C’est à N’Zérékoré, vers la fin de l’année 1961 que j’ai fait la connaissance de Papa Traoré que ses fans surnommeront plus tard « Paya-paya ». Il y était receveur des PTT et moi, collégien. Il venait de créer le Nimba-Jazz.
Les Guinéens ne savent pas que ce saxophoniste hors-pair (pour moi, il est le meilleur du pays à côté de Momo Wandel et de Kélétigui) avait été pressenti pour prendre en mains le Bembeya Jazz.
En effet, Emile Condé, alors gouverneur de Beyla et fondateur du mythique orchestre, avait fait le déplacement exprès pour lui proposer d’en être le chef. Mais Téliwel Diallo, gouverneur de N’Zérékoré et grand ami de Papa Traoré s’y était catégoriquement opposé : « Papa Traoré ne bouge pas de N’Zérékoré. Trouve-toi un autre chef d’orchestre, Emile ! » C’est ainsi que celui qui n’était pas encore « Paya-Paya » restera plusieurs années à la tête du Nimba-Jazz avant de monter à Kankan, fonder le fameux Horoya Band.
A l’époque, dans mon esprit comme dans celui de mes copains d’enfance, mon horoscope ne me prédestinait pas à devenir un écrivain mais un grand chanteur. On disait que je chantais bien.
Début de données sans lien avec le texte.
PR #2971, opened 2026-07-22
mlir: derivative for maxnumf, pointer handling for arith.select

pengmai:


enzyme/Enzyme/MLIR/Implementations/ArithAutoDiffOpInterfaceImpl.cpp
```diff
@@ -102,13 +102,99 @@ struct ArithSubFSimplifyMathInterface
...
+
+struct SelectActivityInterface
+    : public ActivityOpInterface::ExternalModel<SelectActivityInterface,
+                                                arith::SelectOp> {
+  bool isInactive(Operation *op) const { return false; }
+  bool isArgInactive(Operation *op, size_t idx) const {
+    // arith.select is not inactive in general, but the condition is always
+    // inactive.
+    auto selectOp = cast<arith::SelectOp>(op);
+    return selectOp.getCondition() == selectOp.getOperand(idx);
```
wsmoses: we should just say return idx == 0;

enzyme/Enzyme/MLIR/Implementations/ArithAutoDiffOpInterfaceImpl.cpp
```diff
@@ -102,13 +102,99 @@ struct ArithSubFSimplifyMathInterface
...
+    // values
+    if (!gutils->isConstantValue(selectOp.getResult())) {
+      auto iface =
+          dyn_cast<AutoDiffTypeInterface>(selectOp.getResult().getType());
+      if (iface && iface.isMutable()) {
+        return success();
+      }
+
+      Value condition = gutils->popCache(caches.front(), builder);
+      Value zero = arith::ConstantOp::create(
```
wsmoses: also we can use create null value of type here instead of arith constantop

enzyme/Enzyme/MLIR/Implementations/ArithAutoDiffOpInterfaceImpl.cpp
```diff
@@ -102,13 +102,99 @@ struct ArithSubFSimplifyMathInterface
...
+          builder, selectOp.getLoc(), FloatAttr::get(selectOp.getType(), 0.0));
+      Value dret = gutils->diffe(selectOp.getResult(), builder);
```
wsmoses, line 127: gutils->setDiffe(selectOp.getResult(), zero);

PR #2973, opened 2026-07-22
mlir: remove dependency on linalg with enzyme.fill_zero op

pengmai:


enzyme/Enzyme/MLIR/Dialect/EnzymeOps.td
```diff
@@ -349,6 +349,14 @@ def StoreOp : Enzyme_Op<"store",
   }];
 }
 
+def FillZeroOp : Enzyme_Op<"fill_zero", []> {
+  let summary = "Fill memory with zero values";
+  let arguments = (ins Arg<AnyMemRef, "the argument to fill", [MemWrite]>:$memref);
+  let assemblyFormat = [{
+    $memref attr-dict `:` type($memref)
```
wsmoses, line 356: we may or may want to keep the index operands to memref.alloca/alloc/etc here [aka the sizes of the non-statically known dimensions], for use in lowering

wsmoses: we can also consider handling this during lowering though by looking at the op passed to it

PR #2975, opened 2026-07-22
mlir: pass to split ifs with multi-results into separate ops

pengmai:
This pass splits `scf.if` ops that produce multiple results into separate ops that each produce one result. Currently, mincut assumes that the results of region cf ops like `scf.if` must be cached, which produces suboptimal results for a number of GPU benchmarks. This pass makes it easier to get mincut to re-compute the results of these ops, though the longer term solution would be to get mincut to properly support partially re-computing region ops. cc: @Pangoraw @ftynse


wsmoses (approved):
lgtm as a pass, but we separately should figure out if we can avoid using this [since copying the recursive ops in a region can be expensive and duplicate subexpressions, etc]

PR #2981, opened 2026-07-22
Use gcp-cache for MLIR build cache

wsmoses:


wsmoses:
@giordano I vibe coded my own github actions/cache, and it does work here. The load from cache is ~30s slower than github itself, but ~infinite space

wsmoses:
okay is now 18s so I'd say we're good [after some more opts]

PR #2996, opened 2026-07-25
Prefer OptionalPassInfoMixin

boomanaiden154:
This became preferred in LLVM 23 and PassInfoMixin will be moving to a detail namespace in LLVM 24, which means compilation errors without this patch.


wsmoses:
```
/home/runner/work/Enzyme/Enzyme/enzyme/Enzyme/FixupJuliaCallingConvention.cpp: At global scope:
/home/runner/work/Enzyme/Enzyme/enzyme/Enzyme/FixupJuliaCallingConvention.cpp:1592:35: error: expected template-name before ‘<’ token
 1592 |     : public OptionalPassInfoMixin<FixupJuliaCallingConventionNewPM> {
 ```

PR #3124, opened 2026-08-10
Use original function's LoopInfo in legalRecompute

### LINKED ISSUE #3123: ParentPtr == BBParent && "loop info queried with block of other function"
explorer is too outdated to reproduce it.

@wsmoses 
`opt repro.ll -load-pass-plugin=enzyme23.so -passes="enzyme" -enzyme-strict-aliasing=0`

```llvm

@enzyme_dupnoneed = external global ptr

define fastcc void @inner(ptr %0, ptr %1, i1 %2) {
  br label %4

4:                                                ; preds = %15, %3
  %5 = load i32, ptr %1, align 4
  br label %7

6:                                                ; preds = %15
  tail call void %1(ptr null, ptr null, ptr null, ptr null)
  ret void

7:                                                ; preds = %7, %4
  %8 = phi i64 [ 0, %4 ], [ %12, %7 ]
  %9 = load double, ptr null, align 8
  %10 = load double, ptr %0, align 8
  %11 = fmul double %9, %10
  store double %11, ptr %0, align 8
  %12 = add i64 %8, 1
  %13 = zext i32 %5 to i64
  %14 = icmp eq i64 %8, %13
  br i1 %14, label %15, label %7

15:                                               ; preds = %7
  br i1 %2, label %4, label %6
}

define void @f(ptr %0) {
  call fastcc void @inner(ptr %0, ptr null, i1 false)
  ret void
}

define {} @entry() {
  %1 = tail call {} (...) @__enzyme_autodiff(ptr @f, ptr @enzyme_dupnoneed, ptr null, ptr null)
  ret {} %1
}

declare {} @__enzyme_autodiff(...)
```

ZuseZ4:
GradientUtils::legalRecompute maps `origStart` and the load back into the original function via isOriginal, and the dominance check on the line just above already uses OrigDT -- but the allInstructionsBetween call that follows passed CacheUtility's `LI`, which is LoopInfo over newFunc. Querying it with an oldFunc block asserts in LoopInfoBase::verifyBlockNumberEpoch:

  ParentPtr == BBParent && "loop info queried with block of other function"

All ten other allInstructionsBetween call sites already pass *OrigLI.

Found while differentiating a Rust integral kernel: an inner loop whose trip count is loaded from memory the loop itself may clobber is uncacheable, so the load is recomputed, and that recompute reaches legalRecompute with a forward-mode builder.

fixes https://github.com/EnzymeAD/Enzyme/issues/3123
@wsmoses

### DIFF
--- a/enzyme/Enzyme/GradientUtils.cpp
+++ b/enzyme/Enzyme/GradientUtils.cpp
@@ -4173,8 +4173,8 @@ bool GradientUtils::legalRecompute(const Value *val,
               bool failed = false;
 
               allInstructionsBetween(
-                  const_cast<GradientUtils *>(this)->LI, origStart,
-                  const_cast<Instruction *>(orig), [&](Instruction *I) -> bool {
+                  *OrigLI, origStart, const_cast<Instruction *>(orig),
+                  [&](Instruction *I) -> bool {
                     if (I->mayWriteToMemory() &&
                         writesToMemoryReadBy(
                             &TR, *OrigAA, TLI,
--- a/enzyme/test/Enzyme/ReverseMode/legalrecompute-origli.ll
+++ b/enzyme/test/Enzyme/ReverseMode/legalrecompute-origli.ll
@@ -1,0 +1,69 @@
+; RUN: if [ %llvmver -ge 15 ]; then %opt < %s %OPnewLoadEnzyme -passes="enzyme,function(mem2reg,instsimplify,%simplifycfg)" -enzyme-preopt=false -S | FileCheck %s; fi
+
+; GradientUtils::legalRecompute maps `origStart` and the load back into the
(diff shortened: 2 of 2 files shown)


enzyme/Enzyme/GradientUtils.cpp
```diff
@@ -4172,8 +4172,14 @@ bool GradientUtils::legalRecompute(const Value *val,
             if (OrigDT->dominates(origStart, const_cast<Instruction *>(orig))) {
               bool failed = false;
 
+              // `origStart` and `orig` were both mapped back into oldFunc just
```
wsmoses: fix the format and remove the comment, otherwise lgtm

wsmoses (approved):

Issue #3029, opened 2026-07-29
PHI nodes not grouped at top of basic block


ZuseZ4:
https://tinyurl.com/24tvv237
```llvm
define double @outer(ptr %0) {
  call void @loops(ptr %0, i1 false)
  ret double 0.000000e+00
}

define void @leaf(i32 %0) {
  store double 0.000000e+00, ptr null, align 8
  ret void
}

define void @loops(ptr %0, i1 %1) {
  %3 = load i32, ptr %0, align 4
  br label %4

4:                                                ; preds = %8, %2
  %5 = phi i32 [ %10, %8 ], [ %3, %2 ]
  %6 = phi i32 [ %5, %8 ], [ 0, %2 ]
  %7 = phi i32 [ %9, %8 ], [ 0, %2 ]
  br i1 %1, label %8, label %11

8:                                                ; preds = %11, %4
  %9 = phi i32 [ %3, %11 ], [ %7, %4 ]
  %10 = add i32 %5, 1
  br label %4

11:                                               ; preds = %4
  call void @leaf(i32 %7)
  call void @leaf(i32 %6)
  br label %8
}

define double @entry() {
  %1 = tail call double (...) @__enzyme_autodiff(ptr @outer, ptr null, ptr null)
  ret double %1
}

declare double @__enzyme_autodiff(...)
```

`opt input.ll -load-pass-plugin=enzyme.so -passes=enzyme -enzyme-loose-types=1 -enzyme-strict-aliasing=0` 

@wsmoses  another repetition of this error.

PR #3125, opened 2026-08-10
Use hasTerminator() in freeCache

ZuseZ4:
Noticed this was missing @wsmoses 

LLVM's BasicBlock::getTerminator() asserts hasTerminator() rather than returning null, so the null-check idiom aborts with

  BasicBlock.h: getTerminator:
  `hasTerminator() && "cannot get terminator of non-well-formed block"'

whenever freeCache runs on a reverse block that is still under construction and so legitimately has no terminator yet. Reached via forceAugmentedReturns -> getContext -> getDynamicLoopLimit -> createCacheForScope, differentiating a loop whose trip count cannot be derived statically.

This was the last remaining use of the old idiom; the other sites already go through the Utils.h hasTerminator() wrapper, which this now matches. The preceding size() check becomes redundant, since hasTerminator() already implies a non-empty block.

### DIFF
--- a/enzyme/Enzyme/DiffeGradientUtils.cpp
+++ b/enzyme/Enzyme/DiffeGradientUtils.cpp
@@ -915,8 +915,7 @@ CallInst *DiffeGradientUtils::freeCache(BasicBlock *forwardPreheader,
   tbuild.setFastMathFlags(getFast());
 
   // ensure we are before the terminator if it exists
-  if (tbuild.GetInsertBlock()->size() &&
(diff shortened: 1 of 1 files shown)


wsmoses (approved):
I'm surprised our linter didn't find this [it's supposed to]

ZuseZ4:
I can add an integration test which triggered the last ~10 bugs once at least https://github.com/EnzymeAD/Enzyme/issues/3029 is fixed (so it builds again)

wsmoses:
sure!

PR #3132, opened 2026-08-10
MLIR: memcpy derivatives and shadow stores of pointers

wsmoses:
Differentiating a CUDA kernel launch through the raising pipeline walks
the capture struct the launcher packs its arguments into: active data
pointers are stored into alloca'd structs, the structs are memcpy'd
together, and the kernel reads the pointers back out. None of that had
a derivative registered, so both modes stopped at 'could not compute
the adjoint'.

Forward mode: the tangent of a memcpy is a memcpy of the shadows --
float bytes carry their tangents, pointer bytes their shadow pointers,
one copy serves both. A source nothing differentiates has no shadow to
copy from: float-free copies (destination provably an alloca of a
float-free type) take the primal bytes so structural fields stay usable
through the shadow object; otherwise the shadow is cleared, a zero
tangent for wherever the floats sit.

Reverse mode: a float-free copy only relocates pointers and integers,
whose derivative story is structural: one copy of the shadow bytes in
the forward sweep puts the shadow pointers at the same offsets, and the
reverse sweep has nothing to accumulate. Copies that may hold floats
still refuse, now saying why.

The same structural story applies to llvm.store of a mutable value:
the shadow memory must hold the shadow pointer, which the forward sweep
now writes; previously nothing did, so a shadow struct read back a null
data pointer.

### DIFF
--- a/enzyme/Enzyme/MLIR/Implementations/FuncAutoDiffOpInterfaceImpl.cpp
+++ b/enzyme/Enzyme/MLIR/Implementations/FuncAutoDiffOpInterfaceImpl.cpp
@@ -36,8 +36,16 @@ public:
   void transformResultTypes(Operation *self,
                             SmallVectorImpl<Type> &types) const {}
 
-  // A func.func carries no linkage of its own for the clone to have inherited.
-  void detachFromPrimalDefinition(Operation *self) const {}
+  // A func.func carries no linkage of its own, but one raised from an
+  // llvm.func still holds the primal's comdat as a plain attribute, and the
+  // clone inherits it. The derivative is not part of the primal's
+  // deduplication group (see the llvm.func model above for why that group is
+  // wrong for it), and a func.func cannot express a comdat anyway -- what
+  // remains is a dangling nested symbol reference that breaks symbol-use
+  // walks such as gpu-kernel-outlining's. Drop it.
+  void detachFromPrimalDefinition(Operation *self) const {
+    self->removeAttr("comdat");
+  }
 
   Operation *createCall(Operation *self, OpBuilder &builder, Location loc,
                         ValueRange args) const {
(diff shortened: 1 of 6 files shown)


wsmoses:
Split per review: this PR now carries only the forward-mode memcpy tangent (plus the func.func comdat detach). The reverse-mode memcpy rule is dropped entirely — doing it right needs type analysis to know where the floats sit in the copied bytes, so reverse mode keeps refusing for now. The shadow store of pointers moved to its own PR.

wsmoses:
Re where the func.func gets a comdat: it's round-trip baggage, not an error. Enzyme-JAX's llvm-to-memref-access rebuilds llvm.funcs as func.func (to memref-type their arguments) and copies the entire attribute dictionary — `linkage`, `CConv`, `passthrough`, `target_cpu`, and `comdat` all ride along — because convert-polygeist-to-llvm restores them when converting back to llvm.func (it consumes `linkage`/`CConv` explicitly and the rest, comdat included, pass through into the recreated llvm.func). So the *primal* legitimately keeps its comdat across the round trip; only the derivative clone must not inherit the primal's group key — the same situation the llvm.func model's `detachFromPrimalDefinition` already handles by re-keying. These func.func derivatives are internal linkage, where a comdat buys nothing, so the func.func model just drops it.

wsmoses:
Addressed all three follow-ups:
- `getUnderlyingAllocaType` is now one line over `oputils::getBaseObject` (this stacks the PR on #3133, whose commits appear in the diff until it merges).
- An unresolvable destination type now refuses conservatively instead of guessing; the float-holding case keeps the memset-zero behavior but emits a warning that the byte meaning is assumed, as the TODO marker for future type analysis.
- A memcpy into dupnoneed'd memory now elides the primal copy, like stores and memsets already did.

PR #3134, opened 2026-08-10
MLIR: derivatives for enzyme.affine_atomic_rmw

wsmoses:
The op is emitted as the derivative of affine loads under atomic-add
accumulation, but appearing in a primal -- a kernel that itself
accumulates with atomics, as MFEM's dfem hyperelasticity tests do --
neither mode had a rule for it and differentiation stopped.

Reverse: the location's adjoint serves both reads. The added value takes
it (d_v += dm[i], a plain load: the reverse sweep mirrors the forward
structure, so the barriers that ordered the primal's atomics order the
shadow's), and it keeps flowing to whatever wrote the location before.
A used result read the pre-add value, so its adjoint joins the
location's, atomically for the same reason the primal add was atomic.

Forward: the tangent of the added value joins the shadow location
through the same atomic add, whose result carries the tangent of the
value the primal read out.

Non-add kinds still refuse, now saying why.

### DIFF
--- a/enzyme/Enzyme/MLIR/Implementations/EnzymeAutoDiffOpInterfaceImpl.cpp
+++ b/enzyme/Enzyme/MLIR/Implementations/EnzymeAutoDiffOpInterfaceImpl.cpp
@@ -20,6 +20,7 @@
 
 #include "Dialect/Dialect.h"
 #include "Dialect/Ops.h"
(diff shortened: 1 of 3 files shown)


wsmoses:
Moved the interfaces and registration into EnzymeAutoDiffOpInterfaceImpl.cpp (the op's own dialect file) per review; the affine file is untouched now.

Monsieur Sako Sékou (il m’a enseigné au CP II à Porédaka avant de devenir le directeur des Ballets Africains, ensuite, celui du Palais du Peuple) appréciait particulièrement ma voix. De sorte qu’après mes nombreuses années d’exil, j’ai été lui rendre visite à son domicile, il m’a dit avec une petite de reproche dans la voix : « Comment tu es devenu écrivain ? Je t’imaginais plutôt chanteur ! »
Et pourtant, chanteur, j’ai bien failli le devenir à cause de « Paya-Paya » justement. Encouragé par mes copains qui étaient aussi mes fans, je lui écris une longue lettre pour lui demander de me trouver une petite place au sein du Nimba Jazz.
Il me convoque pour une audition : « Pas mal, pas mal ! Seulement, il y a un hic, je n’ai pas envie de te détourner de tes études. Je t’autorise cependant à participer à nos répétitions et les samedis, je pourrais si possible, te passer le micro pour une ou deux chansons. » C’est ainsi qu’à trois ou quatre reprises, je me retrouvé devant un micro à la Permanence de N’Zérékoré où se tenaient les bals du samedi en train de massacrer les morceaux cubains en vogue dans un espagnol que j’étais le seul à comprendre.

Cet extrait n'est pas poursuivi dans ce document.